2. Conflictos de competencia entre las Administraciones Locales: su resolución corresponde a la Administración de la Comunidad Autónoma o la del Estado en función de que los Entes Locales pertenezcan a la misma o a distinta Comunidad Autónoma; todo ello sin perjuicio de la posibilidad de impugnar la resolución dictada ante la jurisdicción Contencioso Administrativa (artículos 50.2 de la LRBRL y el artículo 19.1.e de la Ley de la Jurisdicción Contencioso Administrativa).

3. Conflictos entre les los Entes Locales con Estado con las Comunidades Autónomas: Tenemos dos posibilidades:.

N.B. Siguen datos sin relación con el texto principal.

PR #70, opened 2015-10-16
Fixed valve with handle view/demo distributor/removed node_altitude

tudorbarascu:
node_altitude values should go into altitude when migrating

### DIFF
--- a/ordinary_data/demo.sql
+++ b/ordinary_data/demo.sql
@@ -1,0 +1,5 @@
+/* qWat - Demo data */
+
+INSERT INTO qwat_od.distributor (name) VALUES ('Demo Distributor');
+
+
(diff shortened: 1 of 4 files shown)


3nids:
Thanks a lot. Please put the demo data in a distinct file and it'll be perfect !

tudorbarascu:
Thanks also! I put the demo.sql in the ordinary_data dir. Hope it's ok.

3nids:
Perfect, you might want to add it to the init file too, with maybe an option similarly to the create roles option.
Otherwise I'll do it when I come back.

tudorbarascu:
I'm busy now with migrating/testing everything, will do it afterwards ;).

Los Entes Locales pueden plantear cuestiones de competencia mediante recurso Contencioso Administrativo frente a las Comunidades Autónomas o frente al Estado. Según se desprende de las competencias que se atribuye al pleno del Ayuntamiento o de la Diputación por los artículos 22.h) y 34.1 h) LRBRL.

Tras la reciente modificación de LOTC por la Ley Orgánica 7/99 de 21 de abril los Entes Locales podrán plantear ante el Tribunal Constitucional los denominados conflictos en defensa de la autonomía Local. Uno de los aspectos más criticados por nuestra doctrina ha sido la falta de legitimación que padecen los Entes Locales para reclamar el Tribunal Constitucional un pronunciamiento en relación con una posible violación de una ley/disposición normativa con fuerza de ley, tanto Estatal, Autonómica, de la autonomía que constitucionalmente tienen garantizada para la gestión de sus respectivos intereses.

La el LRBRL, ante esta situación legitima de forma bastante poco operativa a estas entidades para promover la impugnación ante el tribunal constitucional de leyes estatales o autonómicas a treinta teorías que se autonomía (artículo 63.3 de la LRBRL) pero es que además este "promover" se convierte en una mera habilitación a la Comisión Nacional de la Administración Local para solicitar de los órganos constitucionalmente legitimados la impugnación ante el Tribunal Constitucional.

En la actualidad, no obstante mantenerse este sistema de la LRBRL, la modificación de la Ley Orgánica del Tribunal Constitucional ha legitimado a los municipios y provincias para plantear ante el Tribunal Constitucional los conflictos para la Autonomía Local. (artículo 59.2 LOTC, en relación con el 75 ter 1) LOTC).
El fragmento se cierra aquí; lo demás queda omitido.